第三章 経営数値計画を作成してみる
第二節 固定費の現状を探る
固定費とは、売上があっても無くても固定的に発生する費用のことです。地代や家賃或いは従業員の給与などが該当します。 キャッシュフロー経営計画を作成する上において、売上の見積もりも大事なのですが、固定費の算出はもっと大事です。 ある会社での出来事です。経営者がこんなに利益が出ているのにお金が足りないというところから、先ず固定費の算出作業を開始しました。上記の問題とは因果関係は無いのですが、調査をしていて、何と実際には使っていないリース料が金額にして毎月の金額で50万円程出てきたのには驚いてしまいました。 そのほとんどは営業所の資産で、営業所では当に廃棄したものなのですが、本社では未だあるものと思いそのままリース料を払い続けていたモノや、下取りしたはずの備品が納入会社の手違いでそのまま使用していることになっていたモノ等、管理のずさんさにあきれたものでした。 また、固定費の本質的な付加価値貢献度も算出しなければなりません。

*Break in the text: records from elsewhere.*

PR #7024, opened 2020-02-14
 net_response plugin: Read up to 1024 bytes in tcp response 

jjbuchan:
Fixes https://jira.rax.io/browse/SALUS-803

# What

Rather than reading the first line returned from the tcp server, read up to 1024 bytes.

# How

`Read` was reading a partial response most of the time which caused tests to fail intermittently.

When adding a 100ms wait before that step everything would be fine.  To avoid wait times I chose to do a `ReadAll` but to also avoid reading too much data I'm using a `LimitedReader`.  For any standard tcp response it'll read the whole thing and for any large response it'll only read up to 1024 bytes (which is the value i set).

# Why

This allows us to create monitors that match of the string response that comes after the `send` string.

e.g.
For this connection we could set the `expect` to `blocked_clients:0` and it would work.
```
$ telnet mycustomerservice.com 3125
Trying mycustomerservice.com...
Connected to mycustomerservice.com.
Escape character is '^]'.

> info
connected_clients:18
client_longest_output_list:0
client_biggest_input_buf:0
blocked_clients:0
```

あるところで、固定費の削減ということで人員の整理を行ったところ、それに合わせるように付加価値はそれ以上の減少となり、目論見通りにはいかなかったという例もあります。 短絡的に人員を削減すると、その後の経営に大きな影響を与えかねないこともあります。(モラルの低下や勢いという目に見えない力が減退してしまうのです) 固定費は置き換えや変更で資源の有効活用が可能になる費用でもあります。また、固定費の変動費化というのも近年もてはやされております。アウトソーシングなるものがそうです。 ある会社でしたが、外部的な要因である店舗を締めなければいけない状態に追い込まれました。従業員は全員がっかりでした。その店舗の社員も遠方ということもあり、無くなく辞めてもらいました。しかし、私だけはこれで来期は黒字が増えると話し、皆のひんしゅくをかったものでした。 結果は、会社創立以来の記録的な利益となりました。 結論はこうです。そのテンポは若干の赤字ではあったものの売上はそれなりにあげておりましたが、人員管理やその他の面で色々と問題があり、本部の部長をはじめとする管理者が入れ替わり立ち替わりてこ入れに訪問しておりました。 私の結論はリソースといわれる人的資源がこちらの店に大幅にとられた結果として戦略の立案や業務スキームの構築が遅れ遅れの状態でした。 管理者がこのお店に体が取られない状況になれば、できなかった事ができるようになるので、利益が増えると云った次第です。それは、見事にあたりました。減収増益だったわけです。固定費の有効活用とはこのようなことです。その固定費が果たして有効に機能しているかを見渡す意味でも固定費の現状を探る必要があるわけです。